Arthur S. Covert
112 Front Street
Schenectady NY 12305

Dear Doctor,


I am about to change those things that require to be changed when I address envelopes. So I might as well kill two birds ( if you will pardon the expression ) with one stone.

It was only when I considered alternatives that I recognized your wisdom in buying the PC Jr. It is hard from a study of Byte and its adds to really find the score, but my guess is that if you will accept the risk of a mail order purchase of a generic reporter you can buy what you have for about $1000. This may in fact buy you more in the way of expandibility real time clocks etc. Before I figured this out I ws about to rush off and buy a clone. Now I am thinking of looking for the disk drive you get and maybe duplicating your outfir. Of course my only real excuse is to have a back up for the Osborne. What set me off was the idea of having to spend two or three hundred dollars to keep it working. Now I am saying to myself that that it better than throwing it away.

The Osborne is back and unrepaired. The A drive seems to be able to read anything but you can’t trust it to write. This is like having one and three quarter drives. The scenario is that when the Micro Clinic is ready to install a new drive I will rush it over, meanwhile I will struggle with it.

January 17, 1986

We resume. The Osborne situation remains the same. I have done little or no programming since we last met. My analysis of the computer situation continues. Why do I want another computer.

I My Osborne is colorless.
II My Osborne is unreliable.
III I am jealous of all the software you have.

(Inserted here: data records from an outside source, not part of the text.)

PR #65, opened 2021-12-09
Salt-SSH with Salt Bundle

vzhestkov:
[Rendered text](https://github.com/vzhestkov/uyuni-rfc/blob/Salt-SSH-with-Salt-Bundle/accepted/00000-salt-ssh-with-salt-bundle.md)


agraul (commented):
What you wrote is a good start! I think we could improve it a bit by being more explicit about the roles that the different components play and how they interact. 

Just as an example, for the "Pre flight script" section I would start by saying something like:
> Salt can execute a shell script on the salt-ssh client before the "real salt-ssh execution" starts. This script downloads the salt-bundle package from the appropriate bootstrap repository and extracts the virtual environment.
>
> The "Pre flight script" calculates the bootstrap repository URL in a similar manner to the existing boostrap.sh script, based on the operating system and CPU architecture of the system it is executed on. It requires one parameter from the Uyuni server: `(host, port)` (entry point) for SSH connections through tunnels.
>
> ...
>
> \### Salt Changes
> - Add ability to pass parameter to pref_flight_script 

If I may suggest one stylistic change it is: prefer active verbs. Passive verbs turn the subject-verb-object structure around, it is then easy to forget the subject. Personally I like to use http://www.plainenglish.co.uk/how-to-write-in-plain-english.html as a guidance. I don't yet follow it as much as I could, though.

vzhestkov:
@SchoolGuy I pushed some changes on base of your suggestions

accepted/00000-salt-ssh-with-salt-bundle.md
```diff
@@ -0,0 +1,59 @@
+- Feature Name: Salt-SSH with Salt Bundle
+- Start Date: 2021-12-08
+
+# Summary
+[summary]: #summary
+
+Use Salt Bundle to handle Salt-SSH sessions on managed system side.
```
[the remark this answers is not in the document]
SchoolGuy: Your addendum improves the context a lot. Although no external documentation is linked, I am satisfied.

accepted/00000-salt-ssh-with-salt-bundle.md
```diff
@@ -0,0 +1,59 @@
...
+Additionally we are extending the list of working modules as Salt Bundle contains binary python modules required by some of Salt modules.
+
+This approach will help us to limit the number of supported versions of Salt codebase and drop `py26-compat-salt`, `py27-compat-salt` and all Python 2 dependencies maintenance.
+
+# Detailed design
+[design]: #detailed-design
+
+## Uyuni roster
+
+We can use Uyuni roster module to provide roster data instead of creating flat roster files with Java. PR moving the logic to Uyuni roster on Java side: https://github.com/uyuni-project/uyuni/pull/4457
```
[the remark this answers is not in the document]
SchoolGuy: Thanks for the clarification!

accepted/00000-salt-ssh-with-salt-bundle.md
```diff
@@ -0,0 +1,59 @@
...
+
+## Pre flight script
+
+Salt can execute a shell script on the salt-ssh client before the "real salt-ssh execution" starts. This script downloads the salt-bundle package from the appropriate bootstrap repository and extracts the virtual environment.
+
+The "Pre flight script" calculates the bootstrap repository URL in a similar manner to the existing boostrap.sh script, based on the operating system and OS architecture of the system it is executed on. It requires one parameter from the Uyuni server: (host, port) (entry point) for SSH connections through tunnels.
+
+By-default there is no way to pass additional parameters to pre fligt script running on the managed system. We need to pass the entry point (host and port) to get bootstrap repository from. The salt codebase need to be modified to pass additional parameters, otherwise we have to generate pre flight script individually for each managed system.
```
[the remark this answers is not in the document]
SchoolGuy: In the new version of this RFC I understand this part better a lot. Thanks for addressing it!

accepted/00000-salt-ssh-with-salt-bundle.md
```diff
@@ -0,0 +1,59 @@
...
+
+# Motivation
+[motivation]: #motivation
+
+Due to the deprecation of Python 2 and dropping support of it, while some of supported Linux systems still has no proper Python 3 version supported by Salt, we need to have a way to process Salt-SSH events on managed system side.
+
+We can deploy Salt Bundle with bundled Python inside the virtual environment and handle all the Salt-SSH events using Salt Bundle with making Salt-SSH independent from Python on the managed system.
+Additionally we are extending the list of working modules as Salt Bundle contains binary python modules required by some of Salt modules.
+
+This approach will help us to limit the number of supported versions of Salt codebase and drop `py26-compat-salt`, `py27-compat-salt` and all Python 2 dependencies maintenance.
```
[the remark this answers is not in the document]
SchoolGuy: This is also cleared up. Thanks again!

accepted/00000-salt-ssh-with-salt-bundle.md
```diff
@@ -0,0 +1,59 @@
...
+
+By-default there is no way to pass additional parameters to pre fligt script running on the managed system. We need to pass the entry point (host and port) to get bootstrap repository from. The salt codebase need to be modified to pass additional parameters, otherwise we have to generate pre flight script individually for each managed system.
+
+## Deploying Salt Bundle to the managed system
+
+We don't need to install Salt Bundle package on the managed system. We need to extract the virtual environment of the bundle from the package. Pre flight script is deploying it as secribed above.
+
+## Using proper salt codebase
+
+On deploying Salt Bundle with pre flight script, without modification salt-thin deployment, we will get two different codebases of salt deployed on the managed system. We can prevent deploying salt-thin in case if Salt Bundle has been deployed already and use it as preferred salt codebase to handle salt-ssh session with on managed system side.
```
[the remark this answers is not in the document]
SchoolGuy: Okay the first part is done in my eyes. But can we link what Salt-Thin is in this case!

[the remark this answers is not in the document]
vzhestkov: I think this link is outdated. `salt-thin` is a part of main salt codebase now.
Maybe just to clarify what `salt-thin` is? Like:
```suggestion
`salt-thin` is a tarball with salt codebase created with the master to deploy salt on the managed system.
```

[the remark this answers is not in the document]
SchoolGuy: Yes that is a step. I would even be happier if we have a link to the Saltstack Docs for that mechnism. Is it maybe this here? - https://docs.saltproject.io/en/latest/ref/runners/all/salt.runners.thin.html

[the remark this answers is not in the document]
vzhestkov: Bit explained in https://github.com/uyuni-project/uyuni-rfc/pull/65/commits/9519b521d6d65989aedd9895e7c6bb796f1ca2a3 and link is also there

accepted/00000-salt-ssh-with-salt-bundle.md
```diff
@@ -0,0 +1,59 @@
...
+# Alternatives
+[alternatives]: #alternatives
+
+- Prepare Salt Bundle for each OS and architecture on the Server, but it just make pre flight script bit smaller, the overall complexity is higher due to the bunch of additional changes on server side.
+- With not doing this the systems having not having sufficient Python version can't be managed with Salt-SSH and bootstrapped with web UI
+
+# Unresolved questions
+[unresolved]: #unresolved-questions
+
+- The way to update Salt Bundle used for Salt-SSH on the managed system and validate it (cases when we need to redeploy it).
```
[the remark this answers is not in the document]
vzhestkov: Put one suggested solution to check for the updates in https://github.com/uyuni-project/uyuni-rfc/pull/65/commits/9519b521d6d65989aedd9895e7c6bb796f1ca2a3
But the validation of the deployed salt codebase is still unresolved.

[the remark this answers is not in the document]
SchoolGuy: For me this is a possible approach and thus my concern is resolved.

SchoolGuy (approved):
With my knowledge can understand what this RFC desires to do and thus I find this LGTM. Since we have the Bundle it is only logical to use it.

accepted/00000-salt-ssh-with-salt-bundle.md
```diff
@@ -0,0 +1,77 @@
...
+[summary]: #summary
+
+Use Salt Bundle to handle Salt-SSH sessions on managed system side.
+
+Salt Bundle is a single package containing salt codebase, Python and python modules required for salt.
+
+# Motivation
+[motivation]: #motivation
+
+Due to the deprecation of Python 2 and dropping support of it, while some of supported Linux systems still has no proper Python 3 version supported by Salt, we need to have a way to process Salt-SSH events on managed system side.
```
moio, line 14: Can you qualify what those systems/versions are exactly?

accepted/00000-salt-ssh-with-salt-bundle.md
```diff
@@ -0,0 +1,77 @@
+- Feature Name: Salt-SSH with Salt Bundle
+- Start Date: 2021-12-08
+
+# Summary
+[summary]: #summary
+
+Use Salt Bundle to handle Salt-SSH sessions on managed system side.
```
moio, line 7:
```suggestion
Use Salt Bundle to handle Salt-SSH sessions on the minion side.
```

Unless there is a reason to, I suggest to stick to "minion" everywhere in this document.

accepted/00000-salt-ssh-with-salt-bundle.md
```diff
@@ -0,0 +1,77 @@
...
+
+## Pre flight script
+
+Salt can execute a shell script on the salt-ssh client before the "real salt-ssh execution" starts.
+This script downloads the salt-bundle package from the appropriate bootstrap repository and extracts the virtual environment.
+By-default there is no way to pass additional parameters to pre fligt script running on the managed system.
+
+The "Pre flight script" calculates the bootstrap repository URL in a similar manner to the existing boostrap.sh script, based on the operating system and OS architecture of the system it is executed on.
+It requires one parameter from the Uyuni server: (host, port) (entry point) for SSH connections through tunnels.
+The salt codebase need to be modified to pass additional parameters, otherwise we have to generate pre flight script individually for each managed system.
```
moio, line 39: What are the pros and cons of each of the two alternatives presented here? Which one is preferred and thus proposed as part of this RFC?

accepted/00000-salt-ssh-with-salt-bundle.md
```diff
@@ -0,0 +1,77 @@
...
+Pre flight script is deploying it as described above.
+
+## Using proper salt codebase
+
+On deploying Salt Bundle with pre flight script, without modification salt-thin (`salt-thin` is a tarball with salt codebase created by the server to deploy salt on salt-ssh managed system: https://docs.saltproject.io/en/latest/ref/runners/all/salt.runners.thin.html) deployment, we will get two different codebases of salt deployed on the managed system (one codebase is from salt bundle package for the OS+arch and the other one is from salt-master delivered with salt-thin tarball).
+As the sources of these two codebases are different (update channel of the Server and client tools relevant for the system) these codebases are not in sync.
+We can prevent deploying salt-thin in case if Salt Bundle has been deployed already and use it as preferred salt codebase to handle salt-ssh session with on managed system side.
+In most cases the client tools channels are updating more frequently than the server and for the minions (not salt-ssh systems) we are using the salt codebase from client tools, it's better to use Salt Bundle codebase for salt-ssh systems.
```
moio, line 52: IIUC this means we do not expect to ever use the salt-thin any longer. Is that correct, or are there exceptions?

accepted/00000-salt-ssh-with-salt-bundle.md
```diff
@@ -0,0 +1,77 @@
...
+
+# Drawbacks
+[drawbacks]: #drawbacks
+
+  * Salt Bundle consumes more space than salt-thin on managed system
```
moio, line 57: Is it possible to have a quantification, even approximate? Eg. a 20% increase vs. a 200% increase.

accepted/00000-salt-ssh-with-salt-bundle.md
```diff
@@ -0,0 +1,77 @@
...
+  * Salt is creating additional SSH connection to run the pre flight script 
+  * Pre flight script requires an access to the bootstrap repository (salt-thin is deployed with ssh, no http(s) connection needed for salt-ssh)
```
moio, line 59: What else is needed from the bootstrap repository other than the Salt Bundle package?

accepted/00000-salt-ssh-with-salt-bundle.md
```diff
@@ -0,0 +1,77 @@
...
+[alternatives]: #alternatives
+
+- Prepare Salt Bundle for each OS and architecture on the Server, but it just make pre flight script bit smaller, the overall complexity is higher due to the bunch of additional changes on server side.
+- With not doing this the systems having not having sufficient Python version can't be managed with Salt-SSH and bootstrapped with web UI
+
+# Unresolved questions
+[unresolved]: #unresolved-questions
+
+- The way to update Salt Bundle used for Salt-SSH on the managed system and validate it (cases when we need to redeploy it).
+  It can be easily solved with including sha256 to `venv-enabled-ARCH.txt` in the root of bootstrap repo.
```
moio, line 72: It looks like this unresolved question is now resolved, or at least we have a tentative answer. Please move this information in the RFC body, leaving only really-still-open questions here.

moio (commented):
Hey @vzhestkov, nice job here! The general direction sounds good to me. I added some questions inline, mostly for refinements.

Let me know what you think

accepted/00000-salt-ssh-with-salt-bundle.md
vzhestkov: With the described approach and in my testing environment `salt-thin` is deployed only in case if salt bundle was not deployed for some reason (bootstrap repo is unavalaible or doesn't contain the bundle, or http(s) from the server is not accessible) and in case of using `salt-thin` python 3 must be installed on the system

accepted/00000-salt-ssh-with-salt-bundle.md
vzhestkov: current extracted `salt-thin` with 3 salt codebases (`3002.2` from the master, `py26-compat-salt` and `py27-compat-salt`) is about 90Mb (~30+ Mb per each salt codebase), extracted salt bundle slightly larger than 100 Mb. On removing py26- and py27- `salt-thin` will be ~40Mb.

accepted/00000-salt-ssh-with-salt-bundle.md
vzhestkov: `venv-enabled-ARCH.txt` to define the path to the Salt Bundle package. Pre flight script gets just these 2 files.

accepted/00000-salt-ssh-with-salt-bundle.md
vzhestkov: Yup, I realized it on discussing with @SchoolGuy and PR appending the hash to `venv-enabled-ARCH.txt` was already merged. Will move it.

vzhestkov: But the validation of the code deployed (is it complete and unchanged) is still unknown.

vzhestkov:
@moio I appended some details on your comments with https://github.com/uyuni-project/uyuni-rfc/pull/65/commits/e5f87d4a3b6632e6f82f8aed698c7c2b673d879b

accepted/00000-salt-ssh-with-salt-bundle.md
moio: Would it be possible / could it make simpler to transport those two files over the already-existing SSH channel to the minion instead of opening an http channel back to the Server?

vzhestkov: It requires quite significant changes in salt codebase related to salt-ssh sessions handling and impossible to do with pre flight script only. The problem is that pre flight script is used to calculate which salt bundle package should be used on base of system type and architecture. In case of using ssh do deploy these files we need few more ssh sessions to be open to the minion before, so it's more heavy from point of view of amount of open ssh connection prior the actual connection used to process the request on minion side. For this case it's better to implement something totally different than just pre flight script.

What we need:
1. Define the system type and architecture. In case of not having salt deployed yet, it's easier to do with a logic we get to the pre flight script from the bootstrap script.
2. Pass the system type and architecture to the server (salt-api in this case) and let it select the proper package to deploy on the system.
3. Extract the package on the system.

So yes, it's possible, but in this case it's better to avoid using the pre flight script feature from upstream and implement it different way with salt codebase on the server.

moio: I am fine with the currently described alternative, feel free to copypaste information from the response you gave above as an alternative in the "Alternatives" section.

accepted/00000-salt-ssh-with-salt-bundle.md
```diff
@@ -0,0 +1,95 @@
...
+
+We don't need to install Salt Bundle package on the minion.
+We need to extract the virtual environment of the bundle from the package.
+Pre flight script is deploying it as described above.
+
+## Using proper salt codebase
+
+On deploying Salt Bundle with pre flight script, without modification salt-thin (`salt-thin` is a tarball with salt codebase created by the server to deploy salt on the salt-ssh minion: https://docs.saltproject.io/en/latest/ref/runners/all/salt.runners.thin.html) deployment, we will get two different codebases of salt deployed on the minion (one codebase is from salt bundle package for the OS+arch and the other one is from salt-master delivered with salt-thin tarball).
+As the sources of these two codebases are different (update channel of the Server and client tools relevant for the system) these codebases are not in sync.
+We can prevent deploying salt-thin in case if Salt Bundle has been deployed already and use it as preferred salt codebase to handle salt-ssh session with on the minion side.
```
moio, line 59: As this is an RFC, you should be assertive in your proposal - the intent here is to describe what the problem is, how you would solve it and why that way is better than others rather than just proposing alternatives.

"We can" is not an assertion - your sentences should sound like "X will happen", "X will not happen" and so on (with justifications).

In this case: assuming the RFC is completely and correctly implemented, as a user, will I see salt-thin being used or not? If so, at what conditions?

accepted/00000-salt-ssh-with-salt-bundle.md
```diff
@@ -0,0 +1,95 @@
...
+This change can help to avoid creating temporary roster files (https://docs.saltproject.io/en/latest/topics/ssh/roster.html) and implements caching additionally.
+
+## Pre flight script
+
+Salt can execute a shell script on the salt-ssh client before the "real salt-ssh execution" starts.
+This script downloads the salt-bundle package from the appropriate bootstrap repository and extracts the virtual environment.
+By-default there is no way to pass additional parameters to pre fligt script running on the minion.
+In this case we have to generate individual pre flight script to each of the minion. The main drawback here is maintaining these pre flight script files.
+
+The other solution is to pass additional parameter to the static pre flight script.
```
moio, line 44: As this is an RFC, please select one of the solutions and present it as the chosen one, listing the other in alternatives with its pros/cons as a justification of the one you picked.

accepted/00000-salt-ssh-with-salt-bundle.md
```diff
@@ -0,0 +1,95 @@
...
+The pre flight script calculates the bootstrap repository URL in a similar manner to the existing boostrap.sh script, based on the operating system and OS architecture of the system it is executed on.
+It requires one parameter from the Uyuni server: host, port (entry point) for different contact methods and pathes (SSH from server/proxy, direct access to the repos or with the tunnel).
```
moio, line 46: Does this match the way normal repos are accessed by onboarded Salt-SSH minions?

accepted/00000-salt-ssh-with-salt-bundle.md
```diff
@@ -0,0 +1,95 @@
...
+The salt codebase need to be modified to pass additional parameters, therwise we have to generate pre flight script individually for each minion.
+
+## Deploying Salt Bundle to the minion
+
+We don't need to install Salt Bundle package on the minion.
+We need to extract the virtual environment of the bundle from the package.
```
moio, line 52: What are the pros and cons of actually installing the package?

accepted/00000-salt-ssh-with-salt-bundle.md
vzhestkov: Yes, it works the same way, the only difference that the repo is not assigned to system's package manager.

accepted/00000-salt-ssh-with-salt-bundle.md
vzhestkov: For some of the usecases users may use the minion connected to the server with venv-salt-minion, but use it with the other system as salt-ssh minion with handling salt-ssh with salt bundle. I don't think we should really support such cases. The main reason is that we are not installing any package on salt-ssh minions, so why to change this with salt bundle with salt-ssh approach? Most of the users expects salt-ssh to be agentless management method, in case of installing the package the agent will be installed, but not used. And additionally: salt bundle package also deploys pkgset beacon notification plugins, configs etc. which are not required for salt-ssh.

moio (commented):
OK @vzhestkov, great job so far. In this round of review, I am focusing much more on legibility than substance - which is a good sign, as I have less to wonder about the core concepts and more about polishing.

I think the RFC is in a good shape apart from the one remaining open question, rest is copy editing basically.

accepted/00000-salt-ssh-with-salt-bundle.md
```diff
@@ -0,0 +1,96 @@
...
+## Deploying Salt Bundle to the minion
+
+We don't need to install Salt Bundle package on the minion as users concider salt-ssh as an agentless contact method and it's better not to install any service on the system even if it will never been started.
+It can also help for the cases when venv-salt-minion is used on the system for any other purpose.
+Pre flight script extracts only virtual environment of the bundle from the package.
+Pre flight script is deploying it as described above.
+
+## Using proper salt codebase
+
+On deploying Salt Bundle with pre flight script, without modification salt-thin (`salt-thin` is a tarball with salt codebase created by the server to deploy salt on the salt-ssh minion: https://docs.saltproject.io/en/latest/ref/runners/all/salt.runners.thin.html) deployment, we will get two different codebases of salt deployed on the minion (one codebase is from salt bundle package for the OS+arch and the other one is from salt-master delivered with salt-thin tarball).
```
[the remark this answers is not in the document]
vzhestkov: We excpect Salt Bundle to be updated more frequently in the repo than the salt codebase installed on the master. Mostly due to the customer usecases when client tools are updating automatically and bootrap repos are regenerating after reposync and most of the customers have some delay in updating the server. In this case we can expect salt bundle codebase more fresh. We can't be 100% due to the different usecases and update policies on customer side. But in case if there is no Salt Bundle in the bootstrap repo for some reason, or pre flight script unable to reach it due to some network issues or limitations, we will add extra logging to salt-api process to show that pre flight script returns some extra data. (Currently salt is not checking the output of the script, but only fails and show error message if pre flight script returns something other than 0). But finally we will use `salt-thin` as a fallback. The main drawback here that `salt-thin` in general is limited in number of modules shipped, and in case of getting rid of `py2X-compat-salt` it will work only with Python 3. On fails of handling salt-ssh sessions with salt-thin, salt is producing error on master side showing the root cause of the issue.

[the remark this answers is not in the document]
vzhestkov: Let's discuss some additional details regarding this point.
Now we have two options:
1. Deploy Salt Bundle on the minion and fail if it's not available for some reason and do not use `salt-thin` at all. (we can just show an error message from the pre flight script)
2. Deploy Salt Bundle on the minion if possible (do not fail if not) and use `salt-thin` as a fall back method and get the error only if `salt-thin` fails.

With option 1 we can cause the issues for some of the customers. Here are the possible cases:
- The customer disabled auto bootsrap repo creation for some reason (it's mostly possible on migrating from previous version) and bootstrap repo was not updated with Salt Bundle at all. Bootstrapping new clients and handling of the sessions for already registered salt-ssh system for the OS will not be possible until bootstrap repo recreated manually.
- The customer is using salt-ssh with not supported OS and have no bootstrap repo for it at all.

The main possible drawback of the 2nd option: it's possible that some event can be handled different ways with Salt Bundle and `salt-thin` as the last one is limited in the functionality and is not shipped with all required modules inside. Additionally it builds with the salt codebase of the master, but not from the client tools (we expect client tools should be updated more frequently). As @moio pointed it could add some headache on debugging salt-ssh issues the customers have.

@meaksh @agraul @SchoolGuy not sure if I listed all of the cases we mentioned on the call.

The possible solution from me: we can use 1st option as default, but make it configurable to allow to switch to 2nd if the customer really need it for some reason.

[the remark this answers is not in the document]
agraul: I think you cover the gist of what we discussed. I would like to point out that "customer using salt-ssh with not supported OS and have no bootstrap repo for it at all" is not only a potential problem for SUMA customers but also for uyuni contributors who want to enable new operating systems. While the former group is not supposed to use unsupported operating systems, we encourage the latter group to do exactly that. 

To me it makes sense to not have an automatic fallback but a manual "use salt-thin" configuration option, which we declare unsupported in SUMA.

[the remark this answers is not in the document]
moio: > To me it makes sense to not have an automatic fallback but a manual "use salt-thin" configuration option, which we declare unsupported in SUMA.

To me this sounds like a fair balancing act to start with. We can always change the policy and make that fully supported later, in case we observe a high volume of requests because of conditions we cannot predict today.

meaksh (approved):
After the latest discussions and refinements on the text, the current version looks good to me. Thanks!

admd:
@vzhestkov @meaksh  If RFC has been finalized and one has anything against it, can we merge it.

We have noted above that for say 1200 dollars one can purchase a good IBM clone with two drives 512K ram and maybe a fair amount of software. My the time you equal or exceed this you will have spent say 900 to 1000. Not so much a bargain as a low cost entry. Then there are the Atari 520 for say $800 with a single drive 512K color monitor, 32 bit words, a mouse , a single disk drive, some software on board and lots over the horizon. The same is true for the more expensive at the moment Amiga. Lots of color, lots of capacity, lots of speed, a new generation.

How we would communicate.

I suspect that if I read that Borland was preparing Pascal and/or other good software for the Atari I’d go for it. Straws in the wind, good old Bela seems to be associated with the Amiga.

Accompanying this letter should be a set of photographs, and a disk which contains a file called README.DOC ( DO IT ) and several other files.